Uyarıları kimsenin duyduğu yok. Çocuk çığlıklarıyla kadın bağırtıları birbirine karışmış.
"Hışşt bıraksana. Onu önce ben aldım."
"Babanın malımı da alıyorsun. Ben daha bir tane almadım. Ver bakayım, hah şöyle."
"Bırak dedim sana kadın."
"Allahuekber. Bela mısın be sen? Tövbe tövbe. Allah doyursun gözünü."
"Sus be Allah'ı ağzına alıp da günaha girme bari."
"Bismillah bismillah."

Derken, "caart". Yaka paça bir yana.
Ortalık, kim kime dum duma olmuş. Tezgahların üzerine bırakılan çocuklar, hop oturup hop kalktıkça, anneleri arada bir şaplaklıyor.

O ara, kadınlardan birinin eline, avuç içi kadar bir erkek donu geçmesin mi.
Donun tam ön ortasında, kırmızıya boyanmış sarkık bir dil. resmi.
Kadın, donu utana utana gizliden çantasına sokuştururken, Hacer yakalıyor. Yakalar yakalamaz, basıyor yaygarayı.
"Aman dokunma, cenabet olursun."
Don hala elinde, şaşkınca donup kalıyor kadın.
Az sonra şaşkınlığı geçer geçmez, yapıştırıyor cevabı. "Destur ettim ben bişeycik olmaz."
"Vallahi sen delisin. Destur etsen ne olur, cenabet olduktan sonra."

"Kolayı var. Eve gidince, donu leğende, kendimi de banyoda yıkarım olur biter. Adamın şeyi oraya yapışmadı ya ellam."

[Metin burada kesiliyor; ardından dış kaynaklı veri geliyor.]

PR #48, opened 2021-07-21
JSON encoding escapes html-unsafe characters &, <, >

bmatsuo-at-luthersystems:
This behavior is consistent with encoding behavior prior to v1.14.0 as
escapeHTML is enabled by default in encoding/json.


sam-at-luther (approved):

bmatsuo-at-luthersystems:
This fixes #49

Issue #46, opened 2021-06-18
documentation parsed from code


bmatsuo-at-luthersystems:
Common-lisp style (aka python style) docstrings are technically a breaking change but also seem drastically easier to implement. Perhaps if docstrings are used then a hypothetical "linter" could catch cases where a "constant function" is ambiguous about whether its intent is to return a constant string or a nil value.

Of course, go-style doc comments have significant benefits. Beyond being backwards compatible it becomes possible to document arbitrary symbols within a package.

Sende hiç akıl yok mu be. Olmaz gene de olmaz."
"Neden olmazmış ki sanki?"
"Neden olacak. Bilerek almak başka, bir de bilmeden. Hem ayıp günah bilmiyo musun sen?"
"Ne günahı be. Günah haram olsa, don icat olmazdı. Sen donsuz mu geziyon sankim."

"Bu don değil dedim sana."

"Peki don değil de ne?"

"Gavur icadı gavur."

Yine afallıyor kadın.

"Gavur icadı mı dedin sen?"

"He ya, öyle dedim."

Peki ne yapayım sen söyle."

"At gitsin cenabeti."

"Yettiniz artık" diye bağırdı müdür. "Bu okul okul olalı, böyle rezalet görmedi. Eteği pantolonu buldunuz da, bir donu mu paylaşamıyorsunuz? Ayıptır yaptığınız. Boşaltın hemen burayı. Lütfen çabucak boşaltın."

Herkes, süklüm büklüm oldu bir anda. Kadının, tiksinerek savurduğu don ise, dil çıkara çıkara tezgaha düşer düşmez, kaşla göz arasında kayboldu.